3. The use of tamper-resistant prescription pads or paper is not required when:

a. Prescriptions are transmitted by telephone, fax or E-prescription directly to the pharmacy by the prescriber or prescriber's staff that is authorized to act on the prescriber's behalf; or

b. A prescriber administers or provides the drug directly to the member; or

c. A prescriber in an institutional setting writes the order into the medical record and then the order is given by medical staff directly to the pharmacy; or

d. A Medical Assistance Program managed care entity pays for or dispenses the prescription; or

e. A prescription is written for any medical item, service or equipment that is not considered an outpatient drug; or

f. A drug that is provided as part of, or as incident to and in the same setting as, any of the following (and for which payment may be made as part of payment for the following and not as direct reimbursement for the drug):

i) Inpatient hospital services;

ii) Hospice services;

iii) Dental services (except when a State Plan authorizes direct reimbursement to the dispensing dentist);

iv)

Physician services;

v) Outpatient hospital services;

vi) Nursing facilities and intermediate care facilities for the mentally retarded;

vii) Other laboratory and x-ray services; or

viii) Renal dialysis.

4. The pharmacy may dispense up to a 72-hour supply of a covered outpatient prescription drug in an emergency situation, provided that the pharmacy obtains a compliant prescription in writing, or by telephone, facsimile, or E-prescription, within 72 hours of filling the prescription.

5. When a Medical Assistance Program member is determined retroactively eligible after a pharmacy has filled the recipient's prescription, the prescription shall be deemed to comply with the tamper-resistant pad/paper requirements. This presumption applies only to prescriptions that were filled before the member was determined eligible. Prescriptions that are filled or refilled after the member is determined eligible require a new, tamper- resistant prescription or the pharmacy may obtain verbal confirmation of the prescription from the prescriber or may obtain the prescription from the prescriber by facsimile or E- prescription.

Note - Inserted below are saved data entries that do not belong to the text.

PR #1659, opened 2016-09-08
Fix node deletion for similar paths with materialized path strategy

urbicon:
When deleting a node with a path that is contained in other paths, those nodes will be deleted as well.

Example:
node1: /one/two
node2: /one/two/three
node3: /one/two-test

**Problem**:
Deleting node1 will delete all three nodes.

**Expectation**:

Deleting node1 will delete nodes 1 and 2.

### DIFF
--- a/lib/Gedmo/Tree/Strategy/ORM/MaterializedPath.php
+++ b/lib/Gedmo/Tree/Strategy/ORM/MaterializedPath.php
@@ -23,12 +23,18 @@ class MaterializedPath extends AbstractMaterializedPath
         $wrapped = AbstractWrapper::wrap($node, $om);
 
         $path = addcslashes($wrapped->getPropertyValue($config['path']), '%');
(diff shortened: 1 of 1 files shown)


l3pp4rd:
this is an expected behavior. when you delete a directory in your system, what happens? Move all node1 children nodes before removing if you wish to have this behavior.

urbicon:
I guess I didn't make it quite clear, the problem is not the deletion of children, but of sibling nodes.
Let's take the example of an url tree: When I delete 'home', it is expected behaviour to also delete 'home/subpage'. It is not expected to also delete 'homepage', which it will do right now, because it looks for paths LIKE 'home%'.

l3pp4rd:
ah, yes make sense, thanks for explaining. the **master** branch is not released yet, if you want this to go to 2.4.x releases, then submit same PR to 2.4.x branch

PR #1665, opened 2016-09-21
Add example to loggable: Loggable Entity example with your custom logEntryClass

nutii:
Add little example to docs which shows how create own "logEntryClass".


l3pp4rd:
thanks ;)

PR #1750, opened 2017-02-13
[Translatable] Allow to save an empty string translation

TriAnMan:
Fixes Atlantic18/DoctrineExtensions#788


l3pp4rd:
well, this is an ugly if statement already..

PR #1751, opened 2017-02-15
Remove unnecessary variable from example

oconnedk:
Undeclared variable `$translatable;` in the code does nothing.


l3pp4rd:
thanks ;)

PR #1753, opened 2017-02-20
Update ClosureTreeRepositoryTrait.php

pavelgajdos:
Bug fix - use name for parent column from config instead of fixed name 'parent'


l3pp4rd:
thanks, but master branch may not be released, I suggest to use 2.4.x

pavelgajdos:
Ok, can you suggest a way of extending a custom entity repository and having your closure tree repository functionality as the same time? The custom repository is a base repository developed by a third party, so there's no way to use it as a trait. Your library is used only for one entity, maybe a few more in the future, but I need to keep the consistency throughout all repositories that all inherit from the mentioned custom repository class. Or are you going to implement traits in 2.x branch? Thank you.

l3pp4rd:
copy the source code in repository. it will not change much in the future.

PR #1754, opened 2017-02-24
Add TreeRoot support to MaterializedPath trees

BPScott:
This commit allows the TreeRoot() annotation to be used with trees using
the MaterializedPath type. It stores the first value in the ancestry
field into the root field. The field decorated with TreeRoot() may be
used as an association and thus act as a foreign key if it is configured
to be a reference rather than an integer field.


l3pp4rd:
that is great, thanks for contributing ;)

PR #1761, opened 2017-03-09
[SoftDeleteable] Easily allow users to perform selects of ONLY soft deleted entities.

malc0mn:
Added a **MySQL** filter `SoftDeleted` that does the exact opposite of the `SoftDeleteable` filter: it only selects soft deleted entries!

This is useful to build admin only views in applications so that admins can actually see all data ;-)

Needed this for an app I'm building and it seems generic enough to add as a feature to the SoftDeleable behavior.

This one is only for SQL though... Should be easy enough to port to MongoDB

### DIFF
--- a/doc/softdeleteable.md
+++ b/doc/softdeleteable.md
@@ -11,6 +11,7 @@ Features:
 - Can be nested with other behaviors
 - Annotation, Yaml and Xml mapping support for extensions
 - Support for 'timeAware' option: When creating an entity set a date of deletion in the future and never worry about cleaning up at expiration time.
+- Support for **only** selecting **soft deleted** entries by swapping from the `SoftDeleteable` filter to the `SoftDeleted` filter.
 
 Content:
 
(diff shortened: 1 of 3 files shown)


l3pp4rd:
Hi, this is over engineered, just disable the filter and query objects where deleted at column is not null.  in admin views, disabling a filter would query everything, which is also a good option. all you haveto do, is to mark softdeleted items in the lists..

malc0mn:
I beg to differ as the whole point of the doctrine soft delete extension is **not** to have to care about creating special queries: 

> I'ts not what you can do for Doctrine, but what Doctrine can do for you :-p

If you have 2 filters (one to hide deleted stuff and one to show only deleted), you can create a **central** flip switch in your application to instantly toggle between 'modes' without having to care about any query at all...

Don't want soft delete anymore? Drop the bundle, drop the deleted_at cols and all is done: no need to care about adjusting any queries...

**But by all means:** if nobody cares for this functionality then let's deny the pull request. Anyone can easily create such a filter themselves ;)

mlc.

l3pp4rd:
exactly, anyone can create such a filter if they need to. extensions now do not accept new features in the codebase, the reason is because the main maintainer does not work with php anymore and wishes it to remain as stable as it can be, unless there are new maintainers. So I would rather skip such extra features if it is possible to integrate them in different ways

AkenRoberts:

Thank you!

PR #1764, opened 2017-03-13
fix missing blameable service definition in symfony2 doc file

nnmer:


l3pp4rd:
It was not necessary, the example is just an example on how to configure some of extensions, not all are needed in most cases. but fine if that is more obvious

l3pp4rd:
though, master branch is not supported and will not see the day I think. so make a pull request against v2.4.x which should be suggested by default

nnmer:
ok, added PR #1765

PR #1765, opened 2017-03-14
fix missing blameable service definition and it’s usage in DoctrineEx…

nnmer:
fix missing blameable service definition and it’s usage in DoctrineExtensionListener in symfony2 doc file


l3pp4rd:
thanks ;)

PR #1766, opened 2017-03-17
bug with entity column naming

breathman:
An exception occurred while executing 'INSERT INTO application (id, identifier, status, type, createdAt, updatedAt) VALUES (?, ?, ?, ?, ?, ?)' with params [9, "2212", "\u041d\u043e\u0432\u044b\u0439", "\u041a\u0440\u0435\u0434\u0438\u0442", "2017-03-17 18:48:18", "2017-03-17 18:48:18"]:
ORA-00904: "CREATEDAT": invalid identifier"

### DIFF
--- a/lib/Gedmo/Timestampable/Traits/TimestampableEntity.php
+++ b/lib/Gedmo/Timestampable/Traits/TimestampableEntity.php
@@ -16,14 +16,14 @@ trait TimestampableEntity
     /**
      * @var \DateTime
      * @Gedmo\Timestampable(on="create")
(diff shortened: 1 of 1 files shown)


l3pp4rd:
Hi, it is not a bug. The column name is not defined for a good reason, because people might want it in different representation. you have to configure ORM to use an **underscore** naming strategy in order to have it by default the way you like for all your entities. Google orm configuration to find more details how to configure it properly.

breathman:
Hello. Thank you for your comment. I am wrong. I forgot for setup this configure.

PR #1767, opened 2017-03-21
Closure tree - fix incorrect delete

Koc:
Sometimes there is no any ids and error occures - 'DELETE FROM closure WHERE id IN ()' - wrong query


l3pp4rd:
thanks ;)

8.800.11.E. Prescription tracking and claim reversals

1. The pharmacy shall keep:

a. A chronological log that contains the member's name, his or her signature or agent's signature and date of the receipt of the prescription; or

b. An electronic prescription tracking system that records the status of prescriptions through the fill process including the date and time that the prescription was transferred to a person whom pharmacy personnel verified was the member or agent of the member.

c. The requirements in subsections (a) and (b) are waived for the duration of a public health emergency as declared by the Governor.

2. Pharmacies using a chronological log shall review all Medical Assistance Program prescriptions in shall-call status (filled but not released to the member or the member's agent) at least weekly and enter a reversal of prescriptions not picked up within 14 days of billing. In no case shall prescriptions be kept in shall-call status for more than 21 days. The pharmacy shall maintain a record of each reversal for audit purposes.

3. Pharmacies using an electronic prescription tracking system shall review all Medical Assistance Program prescriptions in shall-call status on a daily basis and enter a reversal of prescriptions not picked up within 10 days of billing. In no case shall prescriptions be kept in shall-call status for more than 14 days. The pharmacy shall maintain a record of each reversal for audit purposes.

4. Upon receipt of a written request from the Department or the Medicaid Fraud Unit for a record of Medical Assistance Program claims and reversals, the pharmacy has up to 72 hours or three working days to provide the requested information or to enter into an agreement with the Department or Unit stating the specific time within which the data shall be produced.

8.800.11.F. Any information, documents or records required to be retained under 10 C.C.R. 2505-10, Section 8.800.11 shall be made available for inspection to authorized personnel of the Department, U.S. Department of Health and Human Services or the Medicaid Fraud Control Unit.